Introduction
Git is a version control system, the author Linus Torvalds is very famous. He is famous by anther system called Linux. Someone may not know him, but I suppose everyone knows Linux. Git is like a state machine which tracks what you have done and makes things safe. When you regret you can go back to history.
Key concepts
The state concept of git is essential for every developer. Here is an image I take from git official website.
The three states are modified, staged and committed. Modified means you
have modified files or added new files but have not been using command add
to
add those changes in stage
. After you git add
files, those files are meant
staged
. Afterwards, you are ready to commit
. committed
means your data is
safely stored in your local database. You can find those commits whenever you
want as like checking database.
Let us give several examples. command git status
is often use to check status.
Suppose you have not modified anything in your git repository.
git status
the output will be
nothing to commit, working tree clean.
What if you modified somthing?
Changes not staged for commit:
(use "git add <file>..." to update what will be committed)
(use "git checkout -- <file>..." to discard changes in working directory)
modified: sample.txt
no changes added to commit (use "git add" and/or "git commit -a")
Notice, the word from working tree clean becomes changes not staged. Now you can stage the modified files.
# add all modified files
git add .
The output is
Changes to be committed:
(use "git reset HEAD <file>..." to unstage)
modified: sample.txt
The information git given is quite friendly, it tells you that changes to be committed. Now you are ready to commit your staging files. After committed, your modification is meant safe.

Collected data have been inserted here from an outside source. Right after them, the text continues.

PR #439, opened 2020-12-23
Use absolute path for files in tests

Lagovas:
When we run acra-ce tests with binaries from acra-ee, working directory used from acra-ee environment, where not exists `tests/ssl/*` folders and files. So to avoid errors, we should rely on abs paths in acra-ce tests and calculate them relative to files in acra-ce.

p.s. also fixed some naming issues to pass linter's checks


iamnotacake (approved):
Good. And thanks for fixing golint issues

vixentael (approved):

git commit -m "first commit"
after committed, if you issue git status
you’ll notice that the message becomes
working tree clean again. This is a cycle, we can repeat this cycles as many
times as we want. So where is the record of our modifications? using git log
to check the commits we have done.
Regret medicine
It’s fairly common that we make mistakes when commit
or push
.
Scenario 1
before staging. Which means you have modified something but have not add
to
stage. If you want to discard the change, you can do
# for specific file
git checkout -- filename
# for all modified files
git checkout -- .
Scenario 2
You have already add
to the stage. However, you found something wrong with
it, you want to discard the add
action.
# for specific file
git reset HEAD filename
# for all staging files
git reset HEAD .
Notice, what you have done above will not affect what you have modified. The action just put files from staging to workspace. Your modification is still there.
Scenario 3
You have commit
the modification. However, you found this is not a proper commit.
You can use following command to go back the previous commit.
git reset --hard HEAD~
This action completely discard what you have modified. However, if we still want to keep the changes but discard current commit?
git reset --soft HEAD~
adding extra argument soft will still keep your changes and if you check the status of git you will find that your modified files are in staging area.

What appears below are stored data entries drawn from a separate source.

PR #440, opened 2020-12-29
Additional unit tests for certificate verifier

iamnotacake:
Additional unit tests for better coverage of OCSP client & verifier behavior.

Small bugfix where OCSPClient did not check whether response was related to asked certificate, now it will return error if mismatched.

### DIFF
--- a/network/crl.go
+++ b/network/crl.go
@@ -42,6 +42,7 @@ var (
 	ErrCacheKeyNotFound             = errors.New("cannot find cached CRL with given URL")
 	ErrOutdatedCRL                  = errors.New("fetched CRLs NextUpdate is behind current time")
 	ErrUnknownCRLExtensionOID       = errors.New("unable to process unknown critical extension inside CRL")
+	ErrUnimplementedCRLExtension    = errors.New("handling of CRL extension is not yet implemented")
 )
 
 // --tls_crl_from_cert=<use|trust|prefer|ignore>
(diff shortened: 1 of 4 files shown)


network/crl.go
```diff
@@ -346,6 +347,35 @@ func (v DefaultCRLVerifier) getCachedOrFetch(url string, allowLocal bool, issuer
...
+		// This means we also have to handle these extensions.
+		switch extension.Id.String() {
+		case "2.5.29.35":
+			// section 5.2.1 (4.2.1.1), id-ce-authorityKeyIdentifier
+
+		case "2.5.29.18":
+			// section 5.2.2 (4.2.1.7), id-ce-issuerAltName
+
+		case "2.5.29.20":
+			// section 5.2.3, id-ce-cRLNumber
```
ilammy, line 362: Don't we need to do something here? At least a log line should be nice. Or are those extensions handled by Go's x509?

iamnotacake: > Or are those extensions handled by Go's x509?

Nope, these are not handled. All the stuff related to CRL is like "if you need it, take these simple structs from crypto/x509/pkix and implement needed functions by yourself"

> At least a log line should be nice.

okay, gonna add some logs for all these `case`s. Debug or something more "serious"?

ilammy: Thanks for clarifications.

I'm just not sure why this function is necessary. It seems to be filtering out CRLs that Acra 'does not handle' (because it does not recognize the extensions). And yet, those extensions that it does recognize don't seem to be used in any way. The only side effect here are those debug-level logs about unrecognized extensions, and a possible failure if there is some critical extension which is not listed here. And if it were listed here, the code would just do nothing.

So I wonder, what's the point here. Discourage people from putting weird extensions?

iamnotacake: The point was to create some skeleton for further extension of cert verifier using CRL. I guess you wanna way "better to not have these "empty switches" at all or have them doing what they have to do"?

ilammy: Well, yeah, something like that. Though, I did not realize that you intend them as a scaffolding for future development. I'm sorry. In that case I guess a TODO comment will be better than logs. Just to leave a message to whoever will be reading this code.

Lagovas (commented):
lgtm

shadinua (approved):

Lagovas (approved):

If without any arguments attached, the default one is mixed. Which similar like soft, your changed files will still there.
Tips and tricks
Alias
A developer has to use git frequently. Therefore, sometimes, certain git commands seem too lengthy. The way to overcome this is to create alias. There are three ways to create alias.
First, you can set your alias in bashrc file, the syntax is same as set other alias.
alias gst='git status'
Or git provides alias functionality as well, for example
git config --global alias.co checkout
git config --global alias.st status
If you use zsh instead of bash. Zsh provides a plugin call oh-my-zsh, it has git extension which has many git alias created for you.
Add/delete features
In a rapid development environment, business requirements are often unstable. You
may have to implement certain feature but finally is discarded. Clients may change
their mind and you have to retrieve the feature again. There are two useful commands
in git are used to tackle these two issues, git revert
and git cherry-pick
.
Suppose you have branch like following:
What if you don’t need feature B? delete B? it seems not a good idea, beacuse you may need the feature B later on as we mentioned above. Moreover, since git is a version control system we want to record history not modify it. Here we can use following command to discard feature B.
git revert B
then you can get a new commit which only contain feature A and C. However, if your
manager tell you, you have to add feature B back in the feature, what do you do?
write again? not a good idea. Then we have command called git cherry-pick
. We
can utilize this command to retrieve history back. First, use git log
find the
sha1 of the feature you want to retrieve back, then using following command
git cherry-pick B-sha1
Now we have the feature B back. Both actions did not change the history. Nice and cool!